Contradiction in Terms
You say to-may-toe; I say toh-mah-tah. Deal with it.
Thursday, February 12, 2004

Today is LOST PENNY DAY, when we are all encouraged to take the pennies we have stashed away in jars, piggy banks, and whatnot, and put them back into circulation, presumably by spending them. I would, but none of the local establishments will take my 'funny money'...

lubov nyet katorshka
That's what the Russians have to say on the topic: love is not a potato. While this may seem absurdly irrelevant, if you think about it, it's actually right on target. Because you can't eat love. You can't turn it into an alcoholic beverage to get yourself drunk, and you can't hook it up with wires to generate electricity. Despite what the songs say, love cannot solve all the problems that may exist between two people; only a mutual determination to make love work can do that.

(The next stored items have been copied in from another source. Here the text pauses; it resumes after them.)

PR #1929, opened 2021-02-18
Update to webpack v5

SebastienGllmt:
Helps with build speedups and better support for WASM


webpack/commonConfig.js
```diff
@@ -204,7 +218,7 @@ module.exports = {
   plugins,
   rules,
   optimization,
-  node,
   resolve,
   definePlugin,
+  experiments: { syncWebAssembly: true }
```
SebastienGllmt, line 223: I didn't enable async WASM for this initial version bump

PR #1934, opened 2021-02-21
Buy / Sell ADA in Yoroi

nicarq:
Screen Shot 2021-02-20 at 10 25 53 PM

Screen Shot 2021-02-20 at 10 25 44 PM

Screen Shot 2021-02-20 at 10 26 03 PM


app/containers/wallet/MyWalletsPage.js
```diff
@@ -120,10 +150,43 @@ export default class MyWalletsPage extends Component<Props> {
...
+        const settingsCache: ConceptualWalletSettingsCache = this.generated.stores.walletSettings
+          .getConceptualWalletSettingsCache(parent);
+
+        // Currency Name
+        const defaultToken = this.generated.stores.tokenInfoStore.getDefaultTokenInfo(
+          wallet.getParent().getNetworkInfo().NetworkId
+        )
+
+        const currencyName = getTokenName(defaultToken)
+        if (currencyName !== 'ADA') return Promise.resolve(null);
```
SebastienGllmt: What are you trying to check in this case?
If you want to only allow this for the Cardano mainnet, it's probably better to compare the `NetworkId` against `CardanoMainnet` instead of the currency name

app/components/buySell/ChangellyFetcher.js
```diff
@@ -0,0 +1,99 @@
...
+    return (
+      <iframe
+        /**
+          * Rationale for allowing the following:
+          *
+          * allow-scripts:
+          * The iframe uses javascript for:
+          *   - Integrate Changelly Widget
+          *
+          * allow-popups:
```
SebastienGllmt, line 63: Do we need `allow-popups`? Looks like the rationale wasn't updated

app/components/buySell/BuySellDialog.js
```diff
@@ -0,0 +1,166 @@
...
+        .then((resp) => {
+          const wallets = [
+            ...resp,
+            {
+              walletName: intl.formatMessage(messages.dialogManual),
+              currencyName: '',
+              anAddressFormatted: '',
+            }
+          ]
+          this.setState({ walletList: wallets })
```
SebastienGllmt: Feels strange we're updating the state based on the props in the render function -- even if it is in some other async context. 
We may want to use [a different lifecycle function](https://reactjs.org/docs/react-component.html#static-getderivedstatefromprops) for this

app/components/buySell/ChangellyFetcher.js
nicarq: Yeah I tried removing it but for some flows it opens up a new website to continue the flow and as expected it doesn't work without it

app/containers/wallet/MyWalletsPage.js
nicarq: Will update

app/components/buySell/ChangellyFetcher.js
SebastienGllmt: Okay, maybe just update the comment to mention this then?

app/components/buySell/BuySellDialog.js
nicarq: (conversation in Slack)

SebastienGllmt (approved):

PR #1936, opened 2021-02-22
Finish changelly

SebastienGllmt:
Found a few problems while testing the integration

TODO:
- [x] Finish Storybook integration
- [x] Come up with an E2E test for this
- [ ] Finish testing integration


chrome/content-scripts/3rd-party-trezor/trezor-usb-permissions.js
```diff
@@ -10,7 +10,7 @@ declare var chrome;
 const VERSION = '8.1.22';
 const versionN = VERSION.split('.').map(s => parseInt(s));
 const DIRECTORY = `${ versionN[0] }${ (versionN[1] > 0 ? `.${versionN[1]}` : '') }/`;
-const url = 'https://connect.trezor.io/' + 8;
```
SebastienGllmt, line 13: This is unrelated, but I think we were missing a slash here

package.json
```diff
@@ -203,7 +203,7 @@
     "react-dom": "16.13.1",
     "react-intl": "2.9.0",
     "react-markdown": "5.0.3",
-    "react-polymorph": "0.9.8-rc.6",
```
SebastienGllmt, line 206: Unrelated, but it fixes an issue with NumericInput

app/components/buySell/BuySellDialog.js
```diff
@@ -152,7 +158,6 @@ export default class BuySellDialog extends Component<Props, State> {
           <div className={styles.component}>
             <div className={styles.description}>
               {intl.formatMessage(messages.dialogDescription)}
-              {this.props.walletList}
```
SebastienGllmt, line 155: @nicarq I delete this since it didn't make sense (`this.props.walletList` here is an async function) and it didn't seem necessary for the UI to work properly

nicarq: yeah, I missed it. We definitely don't need this here

nicarq: thanks Seba!

PR #1938, opened 2021-02-23
Add CIP14 and assetName parsing

SebastienGllmt:
image

image

It tries to parse assetName as ASCII and, if it fails, it uses our new CIP14 library as a fallback.


Cryptoking74:
<signing_in>CryptoKing💫

PR #1942, opened 2021-02-26
Update explorer links

ashisherc:
Screenshot 2021-02-27 at 1 11 55 AM

- Makes only the token name part clickable to visit the explorer for token details. When the amount is bigger, this would be neat to click.
- ADA and Ergo tokens will not have the link

### DIFF
--- a/app/api/ada/lib/storage/database/prepackaged/explorers.js
+++ b/app/api/ada/lib/storage/database/prepackaged/explorers.js
@@ -7,6 +7,40 @@ const CardanoMainnetExplorers: Array<$ReadOnly<ExplorerRow>> = [
   {
     ExplorerId: 1_00,
     NetworkId: networks.CardanoMainnet.NetworkId,
+    IsBackup: true,
+    Endpoints: {
+      address: 'https://cardanoscan.io/address/',
+      transaction: 'https://cardanoscan.io/transaction/',
+      pool: 'https://cardanoscan.io/pool/',
+      stakeAddress: 'https://cardanoscan.io/stakeKey/',
+      token: 'https://cardanoscan.io/token/',
+    },
+    Name: 'CardanoScan',
+  },
+  {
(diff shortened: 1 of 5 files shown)


app/api/ada/lib/storage/database/prepackaged/explorers.js
```diff
@@ -7,51 +7,57 @@ const CardanoMainnetExplorers: Array<$ReadOnly<ExplorerRow>> = [
...
     },
-    Name: 'Clio.1',
+    Name: 'ADAex.org',
   },
   {
     ExplorerId: 1_04,
     NetworkId: networks.CardanoMainnet.NetworkId,
     IsBackup: false,
     Endpoints: {
-      address: 'https://explorer.cardano.org/en/address?address=',
```
SebastienGllmt, line 51: Please don't  change it so that ExplorerIds now point to different explorers 🙏 
Better to just leave gaps and add to the list if needed.

app/components/transfer/TransferSummaryPage.js
```diff
@@ -176,7 +176,7 @@ export default class TransferSummaryPage extends Component<Props> {
                       selectedExplorer={this.props.selectedExplorer}
                       light
                       hash={this.props.addressToDisplayString(deregistration.rewardAddress)}
-                      linkType="address"
+                      linkType="stakeAddress"
```
SebastienGllmt, line 179: should we maybe have it default to `address` if `stakeAddress` isn't set for an explorer

SebastienGllmt: Hmm thinking more about this, I'm not sure if we should have this kind of fallback. Instead, @ashisherc can you please add the `stakeAddress` for the other explorers? CardanoScan can't be the only one that supports stake addresses

SebastienGllmt (approved):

Don't get me wrong. I'm not saying 'down with love'. Love is a wonderful thing-- I should know-- and when it's right, it can make every day seem that much brighter, every sunset more spectacular. What I am saying is that it's not a miracle cure, or a universal problem solver. It's neither the philosopher's stone nor the holy grail. Love is only love; and tragically, it isn't always enough. Sometimes you're better off with a potato.

in the news today
New research seems to indicate that chocolate can help improve circulation, lower blood pressure, and produce yet other health benefits. Dr Norman Hollenberg of Harvard Medical School found that cocoa was effective in lowering the blood pressure of the isolated Kuna Indians, who live on islands off the coast of Panama.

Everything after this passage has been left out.